What you are asked to do: Check every line of the records below for the string "contain" and copy the ones that have it.
*** Data section Section Begins ***
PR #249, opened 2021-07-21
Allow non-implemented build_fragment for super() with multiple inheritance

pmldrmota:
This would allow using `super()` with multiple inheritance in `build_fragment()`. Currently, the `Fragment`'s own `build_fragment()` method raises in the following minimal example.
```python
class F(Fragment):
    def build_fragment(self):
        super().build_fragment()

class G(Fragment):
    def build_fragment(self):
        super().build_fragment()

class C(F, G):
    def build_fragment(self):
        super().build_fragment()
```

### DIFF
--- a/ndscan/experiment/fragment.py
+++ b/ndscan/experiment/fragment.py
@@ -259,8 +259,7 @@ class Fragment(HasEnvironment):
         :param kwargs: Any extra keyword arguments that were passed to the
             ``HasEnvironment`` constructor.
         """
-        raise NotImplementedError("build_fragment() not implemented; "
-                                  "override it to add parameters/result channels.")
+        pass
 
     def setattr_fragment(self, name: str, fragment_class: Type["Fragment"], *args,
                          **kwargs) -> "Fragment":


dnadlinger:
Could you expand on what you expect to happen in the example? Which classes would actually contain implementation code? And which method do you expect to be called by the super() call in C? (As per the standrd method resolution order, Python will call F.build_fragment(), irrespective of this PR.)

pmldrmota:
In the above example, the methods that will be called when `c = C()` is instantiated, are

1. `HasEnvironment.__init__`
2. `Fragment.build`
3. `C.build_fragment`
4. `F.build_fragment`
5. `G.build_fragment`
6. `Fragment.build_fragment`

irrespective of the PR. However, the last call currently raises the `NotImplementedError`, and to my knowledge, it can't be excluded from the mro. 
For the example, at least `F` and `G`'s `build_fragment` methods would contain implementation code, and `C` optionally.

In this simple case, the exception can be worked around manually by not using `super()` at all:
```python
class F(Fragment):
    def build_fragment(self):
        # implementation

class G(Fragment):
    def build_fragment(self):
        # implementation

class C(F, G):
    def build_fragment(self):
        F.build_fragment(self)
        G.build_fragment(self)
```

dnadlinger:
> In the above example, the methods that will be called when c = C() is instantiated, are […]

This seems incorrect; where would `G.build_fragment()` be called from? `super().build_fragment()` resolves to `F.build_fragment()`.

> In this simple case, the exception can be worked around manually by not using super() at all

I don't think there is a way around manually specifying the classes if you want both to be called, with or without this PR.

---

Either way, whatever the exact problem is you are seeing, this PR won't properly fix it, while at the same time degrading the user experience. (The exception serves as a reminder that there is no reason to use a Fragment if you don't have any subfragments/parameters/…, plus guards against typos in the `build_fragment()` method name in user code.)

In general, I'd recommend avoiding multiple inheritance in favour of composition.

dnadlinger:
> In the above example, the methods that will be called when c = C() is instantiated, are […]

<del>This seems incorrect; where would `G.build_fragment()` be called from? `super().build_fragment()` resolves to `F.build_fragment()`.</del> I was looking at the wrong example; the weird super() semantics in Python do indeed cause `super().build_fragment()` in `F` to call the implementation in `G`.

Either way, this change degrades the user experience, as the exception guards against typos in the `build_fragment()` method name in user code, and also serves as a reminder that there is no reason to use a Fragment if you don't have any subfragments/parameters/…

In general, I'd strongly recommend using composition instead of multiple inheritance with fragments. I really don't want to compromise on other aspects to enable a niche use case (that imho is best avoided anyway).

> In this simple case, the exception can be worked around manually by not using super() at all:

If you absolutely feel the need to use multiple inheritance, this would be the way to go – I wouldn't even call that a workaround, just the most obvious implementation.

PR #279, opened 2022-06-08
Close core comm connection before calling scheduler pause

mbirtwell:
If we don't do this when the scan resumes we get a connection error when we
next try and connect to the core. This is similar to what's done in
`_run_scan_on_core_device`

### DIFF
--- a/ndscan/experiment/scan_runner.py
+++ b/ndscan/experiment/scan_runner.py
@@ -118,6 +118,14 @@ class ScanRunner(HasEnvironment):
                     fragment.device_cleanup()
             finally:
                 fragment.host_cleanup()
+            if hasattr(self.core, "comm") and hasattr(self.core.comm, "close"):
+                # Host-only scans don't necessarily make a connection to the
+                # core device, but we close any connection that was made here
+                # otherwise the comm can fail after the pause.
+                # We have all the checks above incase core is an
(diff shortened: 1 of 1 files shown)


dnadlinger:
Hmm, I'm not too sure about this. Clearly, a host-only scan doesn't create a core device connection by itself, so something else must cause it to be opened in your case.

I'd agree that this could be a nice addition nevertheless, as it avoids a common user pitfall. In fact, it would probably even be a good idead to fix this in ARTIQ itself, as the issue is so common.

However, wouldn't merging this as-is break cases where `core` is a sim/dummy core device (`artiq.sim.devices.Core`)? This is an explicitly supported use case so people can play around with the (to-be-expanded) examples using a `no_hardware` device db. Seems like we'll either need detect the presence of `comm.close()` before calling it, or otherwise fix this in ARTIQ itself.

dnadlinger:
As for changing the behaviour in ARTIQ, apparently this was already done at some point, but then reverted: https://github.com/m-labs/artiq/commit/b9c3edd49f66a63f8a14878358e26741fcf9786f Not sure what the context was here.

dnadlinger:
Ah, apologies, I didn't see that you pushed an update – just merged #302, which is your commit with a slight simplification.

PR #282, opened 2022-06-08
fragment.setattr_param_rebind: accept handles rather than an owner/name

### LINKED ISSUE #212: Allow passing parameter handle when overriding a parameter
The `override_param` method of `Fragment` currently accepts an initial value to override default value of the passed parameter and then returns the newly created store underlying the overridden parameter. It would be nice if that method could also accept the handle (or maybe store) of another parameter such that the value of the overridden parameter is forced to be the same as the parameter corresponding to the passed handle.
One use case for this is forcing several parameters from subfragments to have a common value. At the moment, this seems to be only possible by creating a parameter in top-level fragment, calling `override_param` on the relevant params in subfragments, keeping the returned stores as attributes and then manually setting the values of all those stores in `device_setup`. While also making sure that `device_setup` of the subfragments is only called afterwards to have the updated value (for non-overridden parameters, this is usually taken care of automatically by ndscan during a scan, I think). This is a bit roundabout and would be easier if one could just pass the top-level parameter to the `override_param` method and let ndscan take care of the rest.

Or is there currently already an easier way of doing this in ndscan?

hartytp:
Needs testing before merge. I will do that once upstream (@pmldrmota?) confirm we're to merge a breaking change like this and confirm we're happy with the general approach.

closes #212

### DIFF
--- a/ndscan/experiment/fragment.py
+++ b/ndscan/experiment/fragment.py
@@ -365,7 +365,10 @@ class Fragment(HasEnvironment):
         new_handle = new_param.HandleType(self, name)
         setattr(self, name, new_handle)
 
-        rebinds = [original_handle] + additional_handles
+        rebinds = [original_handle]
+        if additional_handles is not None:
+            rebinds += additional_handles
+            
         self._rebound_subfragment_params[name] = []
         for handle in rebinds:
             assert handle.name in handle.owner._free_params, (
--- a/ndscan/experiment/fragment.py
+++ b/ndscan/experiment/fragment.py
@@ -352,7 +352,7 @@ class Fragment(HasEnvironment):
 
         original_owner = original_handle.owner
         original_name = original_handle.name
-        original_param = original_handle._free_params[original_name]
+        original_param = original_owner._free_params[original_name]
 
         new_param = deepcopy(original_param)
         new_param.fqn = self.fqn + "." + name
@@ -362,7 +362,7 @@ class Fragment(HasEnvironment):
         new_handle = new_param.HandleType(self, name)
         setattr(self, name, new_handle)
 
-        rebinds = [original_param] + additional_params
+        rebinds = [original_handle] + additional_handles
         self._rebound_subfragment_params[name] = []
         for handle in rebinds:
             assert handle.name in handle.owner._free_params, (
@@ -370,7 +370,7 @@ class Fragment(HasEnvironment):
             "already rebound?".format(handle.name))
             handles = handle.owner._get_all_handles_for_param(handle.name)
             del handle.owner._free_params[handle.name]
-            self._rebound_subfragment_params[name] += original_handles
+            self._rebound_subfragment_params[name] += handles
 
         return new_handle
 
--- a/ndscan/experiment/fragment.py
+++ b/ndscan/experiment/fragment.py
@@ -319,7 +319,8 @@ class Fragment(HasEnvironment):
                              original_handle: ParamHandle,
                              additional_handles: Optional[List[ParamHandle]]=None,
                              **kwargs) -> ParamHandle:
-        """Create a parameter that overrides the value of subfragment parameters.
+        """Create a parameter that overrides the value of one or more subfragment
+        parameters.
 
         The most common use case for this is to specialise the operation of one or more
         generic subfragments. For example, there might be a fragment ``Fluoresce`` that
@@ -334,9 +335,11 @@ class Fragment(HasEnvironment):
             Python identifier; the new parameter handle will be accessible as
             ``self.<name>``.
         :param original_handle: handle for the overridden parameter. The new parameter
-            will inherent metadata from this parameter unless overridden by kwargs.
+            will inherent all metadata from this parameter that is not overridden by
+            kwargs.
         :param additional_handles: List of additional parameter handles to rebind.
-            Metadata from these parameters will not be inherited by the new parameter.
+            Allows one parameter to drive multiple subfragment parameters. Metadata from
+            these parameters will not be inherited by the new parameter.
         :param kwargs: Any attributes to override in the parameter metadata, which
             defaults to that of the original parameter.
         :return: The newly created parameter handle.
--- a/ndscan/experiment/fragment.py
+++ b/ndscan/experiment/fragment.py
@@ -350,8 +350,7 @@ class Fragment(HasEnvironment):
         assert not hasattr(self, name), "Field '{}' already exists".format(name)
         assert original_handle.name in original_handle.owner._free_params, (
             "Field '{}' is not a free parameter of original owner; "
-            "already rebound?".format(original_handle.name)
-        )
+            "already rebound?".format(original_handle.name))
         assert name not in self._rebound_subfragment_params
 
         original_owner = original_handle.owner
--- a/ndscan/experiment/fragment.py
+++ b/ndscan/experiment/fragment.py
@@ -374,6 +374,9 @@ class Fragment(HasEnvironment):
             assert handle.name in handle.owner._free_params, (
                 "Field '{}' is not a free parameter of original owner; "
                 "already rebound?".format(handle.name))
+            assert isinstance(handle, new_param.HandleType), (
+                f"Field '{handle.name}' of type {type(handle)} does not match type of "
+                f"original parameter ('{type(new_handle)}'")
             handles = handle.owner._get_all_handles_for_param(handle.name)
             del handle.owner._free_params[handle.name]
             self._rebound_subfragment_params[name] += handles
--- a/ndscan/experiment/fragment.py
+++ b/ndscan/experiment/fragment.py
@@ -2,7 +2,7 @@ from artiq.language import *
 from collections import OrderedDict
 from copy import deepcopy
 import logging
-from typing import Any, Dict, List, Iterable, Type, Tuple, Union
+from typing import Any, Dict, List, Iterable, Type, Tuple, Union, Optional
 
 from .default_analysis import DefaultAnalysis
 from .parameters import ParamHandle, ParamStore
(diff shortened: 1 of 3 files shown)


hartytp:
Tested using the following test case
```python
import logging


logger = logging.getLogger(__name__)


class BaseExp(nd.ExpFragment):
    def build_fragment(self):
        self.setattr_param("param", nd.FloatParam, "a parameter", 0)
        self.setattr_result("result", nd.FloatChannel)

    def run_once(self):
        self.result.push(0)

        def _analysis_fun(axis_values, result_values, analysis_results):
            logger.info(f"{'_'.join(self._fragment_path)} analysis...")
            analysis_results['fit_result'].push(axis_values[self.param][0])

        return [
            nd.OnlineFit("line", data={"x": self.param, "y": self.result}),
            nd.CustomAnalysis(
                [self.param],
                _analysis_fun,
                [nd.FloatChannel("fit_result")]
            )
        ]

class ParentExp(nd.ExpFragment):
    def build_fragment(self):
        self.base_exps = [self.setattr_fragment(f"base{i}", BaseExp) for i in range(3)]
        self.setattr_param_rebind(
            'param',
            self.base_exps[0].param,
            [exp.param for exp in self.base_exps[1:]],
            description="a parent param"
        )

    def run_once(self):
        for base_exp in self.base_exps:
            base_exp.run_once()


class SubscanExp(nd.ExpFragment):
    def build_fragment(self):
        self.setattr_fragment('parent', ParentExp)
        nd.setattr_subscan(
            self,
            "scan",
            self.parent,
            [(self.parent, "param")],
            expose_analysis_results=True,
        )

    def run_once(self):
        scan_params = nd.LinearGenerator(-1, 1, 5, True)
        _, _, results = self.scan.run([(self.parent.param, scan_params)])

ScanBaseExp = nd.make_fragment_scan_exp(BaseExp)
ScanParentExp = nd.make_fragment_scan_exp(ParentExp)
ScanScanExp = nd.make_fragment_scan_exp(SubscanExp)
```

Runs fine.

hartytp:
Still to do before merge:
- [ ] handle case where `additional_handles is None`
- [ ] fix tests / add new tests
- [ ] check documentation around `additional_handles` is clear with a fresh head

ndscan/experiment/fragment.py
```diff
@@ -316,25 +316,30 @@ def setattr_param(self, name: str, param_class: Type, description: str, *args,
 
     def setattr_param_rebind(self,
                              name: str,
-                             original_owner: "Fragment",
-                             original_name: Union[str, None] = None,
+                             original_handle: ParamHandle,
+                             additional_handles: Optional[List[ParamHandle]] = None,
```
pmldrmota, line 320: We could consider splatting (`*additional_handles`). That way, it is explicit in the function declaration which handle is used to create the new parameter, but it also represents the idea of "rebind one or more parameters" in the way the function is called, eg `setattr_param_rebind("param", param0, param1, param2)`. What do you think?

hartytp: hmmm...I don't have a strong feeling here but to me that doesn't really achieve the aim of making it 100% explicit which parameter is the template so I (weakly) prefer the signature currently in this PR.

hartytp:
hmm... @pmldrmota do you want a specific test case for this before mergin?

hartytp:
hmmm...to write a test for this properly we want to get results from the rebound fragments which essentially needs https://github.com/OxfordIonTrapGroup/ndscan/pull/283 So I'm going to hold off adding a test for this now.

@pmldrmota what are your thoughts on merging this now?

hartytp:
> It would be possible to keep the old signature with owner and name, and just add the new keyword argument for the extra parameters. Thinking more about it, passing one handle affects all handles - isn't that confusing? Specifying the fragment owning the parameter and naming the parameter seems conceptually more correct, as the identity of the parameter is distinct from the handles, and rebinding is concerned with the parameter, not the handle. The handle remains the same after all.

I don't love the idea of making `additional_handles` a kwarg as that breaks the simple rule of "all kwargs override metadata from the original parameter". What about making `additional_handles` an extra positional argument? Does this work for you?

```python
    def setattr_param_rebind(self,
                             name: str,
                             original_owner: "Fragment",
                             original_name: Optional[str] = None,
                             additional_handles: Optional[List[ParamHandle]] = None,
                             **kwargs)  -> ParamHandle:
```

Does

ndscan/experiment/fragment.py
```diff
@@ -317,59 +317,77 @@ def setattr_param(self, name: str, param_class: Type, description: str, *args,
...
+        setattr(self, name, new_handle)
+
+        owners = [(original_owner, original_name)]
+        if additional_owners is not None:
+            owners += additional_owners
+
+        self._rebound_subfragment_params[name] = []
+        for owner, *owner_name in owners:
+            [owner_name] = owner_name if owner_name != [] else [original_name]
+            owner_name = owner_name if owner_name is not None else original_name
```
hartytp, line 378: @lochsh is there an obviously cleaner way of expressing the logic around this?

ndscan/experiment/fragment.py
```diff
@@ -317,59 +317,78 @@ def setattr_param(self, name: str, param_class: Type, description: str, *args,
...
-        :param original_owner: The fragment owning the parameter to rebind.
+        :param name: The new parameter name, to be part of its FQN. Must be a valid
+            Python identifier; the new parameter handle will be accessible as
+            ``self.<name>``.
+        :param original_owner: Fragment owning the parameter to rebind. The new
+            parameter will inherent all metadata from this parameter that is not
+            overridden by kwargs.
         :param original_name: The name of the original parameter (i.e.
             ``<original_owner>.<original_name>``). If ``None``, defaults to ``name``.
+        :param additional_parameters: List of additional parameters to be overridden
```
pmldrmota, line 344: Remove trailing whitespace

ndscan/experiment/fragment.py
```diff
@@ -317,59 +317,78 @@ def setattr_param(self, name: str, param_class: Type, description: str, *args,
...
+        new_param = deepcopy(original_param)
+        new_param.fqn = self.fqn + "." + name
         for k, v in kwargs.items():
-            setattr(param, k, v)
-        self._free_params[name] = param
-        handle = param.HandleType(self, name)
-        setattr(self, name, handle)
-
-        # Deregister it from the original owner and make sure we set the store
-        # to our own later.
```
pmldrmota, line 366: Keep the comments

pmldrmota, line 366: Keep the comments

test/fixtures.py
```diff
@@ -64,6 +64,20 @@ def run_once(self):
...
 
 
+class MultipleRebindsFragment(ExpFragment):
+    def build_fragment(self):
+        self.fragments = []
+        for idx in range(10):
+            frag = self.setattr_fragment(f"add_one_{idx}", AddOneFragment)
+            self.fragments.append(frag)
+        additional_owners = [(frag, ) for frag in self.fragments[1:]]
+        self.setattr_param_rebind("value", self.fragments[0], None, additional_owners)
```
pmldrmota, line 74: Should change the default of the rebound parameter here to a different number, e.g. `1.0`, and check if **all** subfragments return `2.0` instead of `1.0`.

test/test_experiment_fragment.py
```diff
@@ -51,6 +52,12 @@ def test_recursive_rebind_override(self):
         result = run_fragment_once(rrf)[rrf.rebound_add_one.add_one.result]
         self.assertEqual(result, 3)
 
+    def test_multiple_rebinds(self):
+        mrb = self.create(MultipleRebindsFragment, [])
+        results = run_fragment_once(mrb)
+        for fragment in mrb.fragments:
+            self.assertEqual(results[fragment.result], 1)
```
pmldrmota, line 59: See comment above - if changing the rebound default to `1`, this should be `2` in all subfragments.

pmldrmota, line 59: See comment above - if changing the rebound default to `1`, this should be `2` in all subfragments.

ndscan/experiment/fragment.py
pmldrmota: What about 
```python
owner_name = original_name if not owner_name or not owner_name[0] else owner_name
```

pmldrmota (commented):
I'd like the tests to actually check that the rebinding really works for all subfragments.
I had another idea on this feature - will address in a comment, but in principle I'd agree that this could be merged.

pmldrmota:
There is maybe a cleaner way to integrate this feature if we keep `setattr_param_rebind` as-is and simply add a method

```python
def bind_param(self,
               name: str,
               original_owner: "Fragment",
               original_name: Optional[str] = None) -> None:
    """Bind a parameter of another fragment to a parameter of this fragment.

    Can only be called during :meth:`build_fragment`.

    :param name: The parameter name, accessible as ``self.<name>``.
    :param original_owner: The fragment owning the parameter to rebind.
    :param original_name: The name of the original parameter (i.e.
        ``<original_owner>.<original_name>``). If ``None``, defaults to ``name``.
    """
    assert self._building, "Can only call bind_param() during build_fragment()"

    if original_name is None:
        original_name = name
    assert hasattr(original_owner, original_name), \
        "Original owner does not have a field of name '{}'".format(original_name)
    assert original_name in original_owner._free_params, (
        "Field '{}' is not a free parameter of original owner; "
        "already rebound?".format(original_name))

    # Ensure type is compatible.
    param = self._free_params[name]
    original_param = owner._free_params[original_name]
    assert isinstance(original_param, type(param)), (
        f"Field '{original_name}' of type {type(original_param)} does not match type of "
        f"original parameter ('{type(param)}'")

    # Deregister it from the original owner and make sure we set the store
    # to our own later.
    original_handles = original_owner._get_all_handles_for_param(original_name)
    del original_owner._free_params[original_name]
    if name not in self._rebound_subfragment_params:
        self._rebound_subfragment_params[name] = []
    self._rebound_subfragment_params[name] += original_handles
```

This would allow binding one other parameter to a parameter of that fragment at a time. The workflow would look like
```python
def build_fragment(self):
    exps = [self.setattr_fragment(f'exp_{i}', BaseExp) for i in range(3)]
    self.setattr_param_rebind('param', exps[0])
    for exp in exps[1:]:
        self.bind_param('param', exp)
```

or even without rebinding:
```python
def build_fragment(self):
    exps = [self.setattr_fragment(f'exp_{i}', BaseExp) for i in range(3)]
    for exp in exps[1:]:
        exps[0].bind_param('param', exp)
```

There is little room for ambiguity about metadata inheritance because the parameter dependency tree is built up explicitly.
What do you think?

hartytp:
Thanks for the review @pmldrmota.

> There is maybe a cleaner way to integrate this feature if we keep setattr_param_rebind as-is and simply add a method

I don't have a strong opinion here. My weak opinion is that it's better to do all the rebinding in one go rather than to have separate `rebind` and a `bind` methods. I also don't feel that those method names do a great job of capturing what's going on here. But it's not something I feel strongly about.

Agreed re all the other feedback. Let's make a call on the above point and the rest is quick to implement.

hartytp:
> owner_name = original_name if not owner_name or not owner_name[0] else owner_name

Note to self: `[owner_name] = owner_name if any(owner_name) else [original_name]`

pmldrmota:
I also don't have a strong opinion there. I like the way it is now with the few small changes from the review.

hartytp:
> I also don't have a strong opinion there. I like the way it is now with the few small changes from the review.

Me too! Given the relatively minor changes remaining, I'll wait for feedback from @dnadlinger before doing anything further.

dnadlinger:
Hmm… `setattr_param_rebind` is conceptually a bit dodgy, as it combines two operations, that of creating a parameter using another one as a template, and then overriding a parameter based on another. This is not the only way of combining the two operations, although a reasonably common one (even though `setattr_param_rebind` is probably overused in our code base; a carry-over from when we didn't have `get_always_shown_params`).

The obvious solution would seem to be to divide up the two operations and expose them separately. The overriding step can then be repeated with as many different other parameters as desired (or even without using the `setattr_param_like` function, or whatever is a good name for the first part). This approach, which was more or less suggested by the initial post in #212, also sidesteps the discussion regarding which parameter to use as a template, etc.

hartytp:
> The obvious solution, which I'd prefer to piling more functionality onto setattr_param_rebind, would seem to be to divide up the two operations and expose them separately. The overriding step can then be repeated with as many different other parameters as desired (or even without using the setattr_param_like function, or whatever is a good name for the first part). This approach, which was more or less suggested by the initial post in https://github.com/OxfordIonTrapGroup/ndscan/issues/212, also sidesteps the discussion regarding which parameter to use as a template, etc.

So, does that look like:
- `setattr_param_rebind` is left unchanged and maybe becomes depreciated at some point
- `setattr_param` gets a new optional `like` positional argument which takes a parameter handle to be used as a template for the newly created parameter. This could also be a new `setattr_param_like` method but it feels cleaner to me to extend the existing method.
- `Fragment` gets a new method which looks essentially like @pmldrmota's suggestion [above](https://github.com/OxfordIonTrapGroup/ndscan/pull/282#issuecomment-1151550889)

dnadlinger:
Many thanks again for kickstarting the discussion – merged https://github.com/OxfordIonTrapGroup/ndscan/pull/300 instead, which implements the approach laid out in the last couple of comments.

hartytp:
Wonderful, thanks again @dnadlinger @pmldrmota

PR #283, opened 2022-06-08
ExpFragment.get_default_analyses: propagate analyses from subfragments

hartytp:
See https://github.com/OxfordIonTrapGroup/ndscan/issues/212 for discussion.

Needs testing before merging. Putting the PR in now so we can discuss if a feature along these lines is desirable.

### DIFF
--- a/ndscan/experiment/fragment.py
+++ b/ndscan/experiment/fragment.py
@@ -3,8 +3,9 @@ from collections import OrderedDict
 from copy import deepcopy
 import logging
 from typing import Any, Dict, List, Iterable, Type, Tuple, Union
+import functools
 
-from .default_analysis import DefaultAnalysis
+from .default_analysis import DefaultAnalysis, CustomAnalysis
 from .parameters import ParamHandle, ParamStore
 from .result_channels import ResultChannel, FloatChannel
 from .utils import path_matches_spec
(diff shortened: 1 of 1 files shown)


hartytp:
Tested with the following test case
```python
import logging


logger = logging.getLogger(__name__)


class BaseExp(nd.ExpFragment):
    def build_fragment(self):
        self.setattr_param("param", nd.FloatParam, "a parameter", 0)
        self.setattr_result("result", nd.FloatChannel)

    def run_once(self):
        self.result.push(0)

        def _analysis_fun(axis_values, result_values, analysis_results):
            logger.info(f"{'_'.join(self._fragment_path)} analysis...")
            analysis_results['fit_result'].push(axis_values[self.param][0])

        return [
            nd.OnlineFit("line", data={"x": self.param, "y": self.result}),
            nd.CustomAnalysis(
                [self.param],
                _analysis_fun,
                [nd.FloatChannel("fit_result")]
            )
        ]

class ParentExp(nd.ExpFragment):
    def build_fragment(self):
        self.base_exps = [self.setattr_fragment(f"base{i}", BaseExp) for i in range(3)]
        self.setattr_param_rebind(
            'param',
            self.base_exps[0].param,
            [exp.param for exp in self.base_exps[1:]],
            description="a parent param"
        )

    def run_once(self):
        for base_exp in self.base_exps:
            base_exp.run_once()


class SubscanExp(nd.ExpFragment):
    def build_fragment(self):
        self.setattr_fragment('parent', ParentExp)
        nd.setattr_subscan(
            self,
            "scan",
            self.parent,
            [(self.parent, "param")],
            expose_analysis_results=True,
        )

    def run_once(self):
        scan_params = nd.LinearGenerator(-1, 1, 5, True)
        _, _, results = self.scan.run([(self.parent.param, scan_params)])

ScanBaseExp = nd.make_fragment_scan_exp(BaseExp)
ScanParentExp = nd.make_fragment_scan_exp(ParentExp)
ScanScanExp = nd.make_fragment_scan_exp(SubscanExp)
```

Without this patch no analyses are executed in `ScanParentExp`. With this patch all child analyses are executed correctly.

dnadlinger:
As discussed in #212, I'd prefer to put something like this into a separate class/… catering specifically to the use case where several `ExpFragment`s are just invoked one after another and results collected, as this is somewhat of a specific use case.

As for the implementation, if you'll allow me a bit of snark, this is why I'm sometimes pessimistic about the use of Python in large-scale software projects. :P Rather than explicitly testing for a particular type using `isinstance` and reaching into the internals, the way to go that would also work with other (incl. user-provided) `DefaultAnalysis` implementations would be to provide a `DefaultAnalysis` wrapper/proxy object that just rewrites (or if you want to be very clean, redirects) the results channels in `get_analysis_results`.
*** Data section Section Ends ***
Task answer:
Could you expand on what you expect to happen in the example? Which classes would actually contain implementation code? And which method do you expect to be called by the super() call in C? (As per the standrd method resolution order, Python will call F.build_fragment(), irrespective of this PR.)
For the example, at least `F` and `G`'s `build_fragment` methods would contain implementation code, and `C` optionally.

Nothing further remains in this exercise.